WHAT TO DO -> Complete, exact copies of all entries are needed.

[Stored entries]
+===+

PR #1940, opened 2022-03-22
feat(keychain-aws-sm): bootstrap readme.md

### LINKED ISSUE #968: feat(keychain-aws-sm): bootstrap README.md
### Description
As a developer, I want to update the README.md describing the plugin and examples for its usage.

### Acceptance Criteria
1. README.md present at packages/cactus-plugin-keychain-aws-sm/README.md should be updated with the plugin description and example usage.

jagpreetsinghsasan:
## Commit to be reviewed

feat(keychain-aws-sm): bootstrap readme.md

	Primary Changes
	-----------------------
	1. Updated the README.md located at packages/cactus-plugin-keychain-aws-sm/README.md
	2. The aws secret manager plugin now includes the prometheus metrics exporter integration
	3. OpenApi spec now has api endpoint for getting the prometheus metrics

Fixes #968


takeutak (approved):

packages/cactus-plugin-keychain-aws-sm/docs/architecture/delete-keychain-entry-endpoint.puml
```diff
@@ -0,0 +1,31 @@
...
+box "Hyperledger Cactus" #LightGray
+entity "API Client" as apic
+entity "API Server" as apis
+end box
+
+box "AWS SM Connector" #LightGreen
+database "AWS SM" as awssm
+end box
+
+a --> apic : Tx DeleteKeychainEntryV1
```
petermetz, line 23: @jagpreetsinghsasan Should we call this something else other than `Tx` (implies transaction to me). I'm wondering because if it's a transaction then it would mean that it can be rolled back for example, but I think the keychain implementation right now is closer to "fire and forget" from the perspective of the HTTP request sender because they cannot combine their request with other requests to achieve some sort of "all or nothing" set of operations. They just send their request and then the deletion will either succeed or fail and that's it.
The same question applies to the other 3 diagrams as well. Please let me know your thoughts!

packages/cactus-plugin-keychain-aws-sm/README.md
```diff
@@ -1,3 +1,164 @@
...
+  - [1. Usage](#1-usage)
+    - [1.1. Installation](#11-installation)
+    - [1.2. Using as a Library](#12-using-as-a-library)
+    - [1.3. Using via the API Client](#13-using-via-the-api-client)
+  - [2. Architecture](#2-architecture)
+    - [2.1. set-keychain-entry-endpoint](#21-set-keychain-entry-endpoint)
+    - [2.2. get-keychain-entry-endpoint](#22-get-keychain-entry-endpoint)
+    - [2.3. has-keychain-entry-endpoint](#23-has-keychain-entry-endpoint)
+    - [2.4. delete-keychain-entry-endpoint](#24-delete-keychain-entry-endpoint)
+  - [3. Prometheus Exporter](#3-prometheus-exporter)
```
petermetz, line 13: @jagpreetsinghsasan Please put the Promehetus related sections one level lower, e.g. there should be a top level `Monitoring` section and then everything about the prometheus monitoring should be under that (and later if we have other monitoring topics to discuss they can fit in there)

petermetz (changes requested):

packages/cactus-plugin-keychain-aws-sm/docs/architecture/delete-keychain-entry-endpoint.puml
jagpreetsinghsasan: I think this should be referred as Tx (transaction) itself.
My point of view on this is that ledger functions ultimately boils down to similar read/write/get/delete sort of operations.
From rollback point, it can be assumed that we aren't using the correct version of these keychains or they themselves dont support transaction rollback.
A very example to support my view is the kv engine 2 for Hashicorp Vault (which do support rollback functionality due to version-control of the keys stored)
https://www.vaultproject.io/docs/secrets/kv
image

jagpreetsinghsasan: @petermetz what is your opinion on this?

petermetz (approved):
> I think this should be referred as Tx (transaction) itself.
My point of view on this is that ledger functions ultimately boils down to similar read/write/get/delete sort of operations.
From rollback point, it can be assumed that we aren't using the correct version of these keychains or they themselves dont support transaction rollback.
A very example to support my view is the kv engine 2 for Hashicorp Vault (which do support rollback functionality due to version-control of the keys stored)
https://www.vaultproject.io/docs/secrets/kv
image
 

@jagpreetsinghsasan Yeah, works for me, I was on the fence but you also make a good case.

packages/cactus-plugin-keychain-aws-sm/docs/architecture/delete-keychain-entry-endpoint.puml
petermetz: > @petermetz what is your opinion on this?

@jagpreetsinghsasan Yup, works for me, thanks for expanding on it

+===+

WRITTEN RESPONSE ->
PR #1940, opened 2022-03-22
feat(keychain-aws-sm): bootstrap readme.md

### LINKED ISSUE #968: feat(keychain-aws-sm): bootstrap README.md
### Description
As a developer, I want to update the README.md describing the plugin and examples for its usage.

### Acceptance Criteria
1. README.md present at packages/cactus-plugin-keychain-aws-sm/README.md should be updated with the plugin description and example usage.

jagpreetsinghsasan:
## Commit to be reviewed

feat(keychain-aws-sm): bootstrap readme.md

	Primary Changes
	-----------------------
	1. Updated the README.md located at packages/cactus-plugin-keychain-aws-sm/README.md
	2. The aws secret manager plugin now includes the prometheus metrics exporter integration
	3. OpenApi spec now has api endpoint for getting the prometheus metrics

Fixes #968


takeutak (approved):

packages/cactus-plugin-keychain-aws-sm/docs/architecture/delete-keychain-entry-endpoint.puml
```diff
@@ -0,0 +1,31 @@
...
+box "Hyperledger Cactus" #LightGray
+entity "API Client" as apic
+entity "API Server" as apis
+end box
+
+box "AWS SM Connector" #LightGreen
+database "AWS SM" as awssm
+end box
+
+a --> apic : Tx DeleteKeychainEntryV1
```
petermetz, line 23: @jagpreetsinghsasan Should we call this something else other than `Tx` (implies transaction to me). I'm wondering because if it's a transaction then it would mean that it can be rolled back for example, but I think the keychain implementation right now is closer to "fire and forget" from the perspective of the HTTP request sender because they cannot combine their request with other requests to achieve some sort of "all or nothing" set of operations. They just send their request and then the deletion will either succeed or fail and that's it.
The same question applies to the other 3 diagrams as well. Please let me know your thoughts!

packages/cactus-plugin-keychain-aws-sm/README.md
```diff
@@ -1,3 +1,164 @@
...
+  - [1. Usage](#1-usage)
+    - [1.1. Installation](#11-installation)
+    - [1.2. Using as a Library](#12-using-as-a-library)
+    - [1.3. Using via the API Client](#13-using-via-the-api-client)
+  - [2. Architecture](#2-architecture)
+    - [2.1. set-keychain-entry-endpoint](#21-set-keychain-entry-endpoint)
+    - [2.2. get-keychain-entry-endpoint](#22-get-keychain-entry-endpoint)
+    - [2.3. has-keychain-entry-endpoint](#23-has-keychain-entry-endpoint)
+    - [2.4. delete-keychain-entry-endpoint](#24-delete-keychain-entry-endpoint)
+  - [3. Prometheus Exporter](#3-prometheus-exporter)
```
petermetz, line 13: @jagpreetsinghsasan Please put the Promehetus related sections one level lower, e.g. there should be a top level `Monitoring` section and then everything about the prometheus monitoring should be under that (and later if we have other monitoring topics to discuss they can fit in there)

petermetz (changes requested):

packages/cactus-plugin-keychain-aws-sm/docs/architecture/delete-keychain-entry-endpoint.puml
jagpreetsinghsasan: I think this should be referred as Tx (transaction) itself.
My point of view on this is that ledger functions ultimately boils down to similar read/write/get/delete sort of operations.
From rollback point, it can be assumed that we aren't using the correct version of these keychains or they themselves dont support transaction rollback.
A very example to support my view is the kv engine 2 for Hashicorp Vault (which do support rollback functionality due to version-control of the keys stored)
https://www.vaultproject.io/docs/secrets/kv
image

jagpreetsinghsasan: @petermetz what is your opinion on this?

petermetz (approved):
> I think this should be referred as Tx (transaction) itself.
My point of view on this is that ledger functions ultimately boils down to similar read/write/get/delete sort of operations.
From rollback point, it can be assumed that we aren't using the correct version of these keychains or they themselves dont support transaction rollback.
A very example to support my view is the kv engine 2 for Hashicorp Vault (which do support rollback functionality due to version-control of the keys stored)
https://www.vaultproject.io/docs/secrets/kv
image
 

@jagpreetsinghsasan Yeah, works for me, I was on the fence but you also make a good case.

packages/cactus-plugin-keychain-aws-sm/docs/architecture/delete-keychain-entry-endpoint.puml
petermetz: > @petermetz what is your opinion on this?

@jagpreetsinghsasan Yup, works for me, thanks for expanding on it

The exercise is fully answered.